# Task brief
Return each line of the records below that contains the word "handle".
═════ Records provided
PR #1360, opened 2019-09-22
Extend xAH::VertexContainer to also handle truth vertices

taehyounpark:
Hello everyone,

I was wondering if it would also be possible to save truth vertex information in HelpTreeBase using the xAH::VertexContainer. This branch is a "minimal extension" that I've used for myself. Also, I've used the code logic used in [IsolatedJetTree](https://gitlab.cern.ch/atlas-jetetmiss-jesjer/MCcalibrations/IsolatedJetTree/blob/master/Root/IsolatedJetAlgo.cxx#L269) to get the hard-scatter truth vertex.

I don't know if this is in line with the rest of the framework (i.e. Should there be explicitly separate xAH::TruthVertexContainers with Add/FillTruthVertices methods?). Whichever way is the best, it would be great if this functionality is added!


kratsg:
Looks like a regular operator overload to switch between reco VC and truth VC -- which seems fine to me.

jbossios:
It would be maybe good to be able to save reco and truth vertices simultaneously, it is a bit confusing that if both FillVertices() functions are used then only the last call will work.

jbossios:
> It would be maybe good to be able to save reco and truth vertices simultaneously, it is a bit confusing that if both FillVertices() functions are used then only the last call will work.

even worst, reco and truth vertices will be saved into the same branches

taehyounpark:
Hi Jona,

How about having the methods be named FilledTruthVertices then? This won’t stop users from saving truth and reco vertices into the same branches, but at least it will be explicit when they write their own code?

jbossios:
As you said, that would not fix the issue, people might use both calls w/o knowing both are saved into the same branches. I would care more about creating dedicated branches than changing the function's name, although that would be nice too.

taehyounpark:
Then it sounds like having a separate xAH::TruthVertexContainer would be the better way?

kratsg:
> Then it sounds like having a separate xAH::TruthVertexContainer would be the better way?

That seems to be the current suggestion, yes. Especially because one could imagine doing specific things in truth that you wouldn't do in reco...

taehyounpark:
Hi again,

I've moved the truth vertices out of xAH::VertexContainer into a new xAH::TruthVertexContainer. How does this look?

jbossios:
Looks good to me. Thanks!

kkrizka:
I would be against creating a new class for the truth vertex container. This duplicates code that I don't see a reason to be duplicated.

Maybe take a look at how large R jets and truth large R jets are stored:
https://github.com/UCATLAS/xAODAnaHelpers/blob/master/Root/HelpTreeBase.cxx#L835

taehyounpark:
Hi @kkrizka,

So this approach would be to have xAH::VertexContainer handle both reco & truth vertices, but differentiate them by method names (AddVerticies vs. AddTruthVerticies) and explicitly have two instances of the xAH::VertexContainer in HelpTreeBase, one for each kind. Is this right?

kkrizka:
Yes, that's how I would do it.

taehyounpark:
I've implemented the suggestions, please take a look and see if these changes are ready for merging. Thank you!

kratsg:
I'm ok with these changes, @kkrizka ?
══════════
# Answer to this problem
Extend xAH::VertexContainer to also handle truth vertices
So this approach would be to have xAH::VertexContainer handle both reco & truth vertices, but differentiate them by method names (AddVerticies vs. AddTruthVerticies) and explicitly have two instances of the xAH::VertexContainer in HelpTreeBase, one for each kind. Is this right?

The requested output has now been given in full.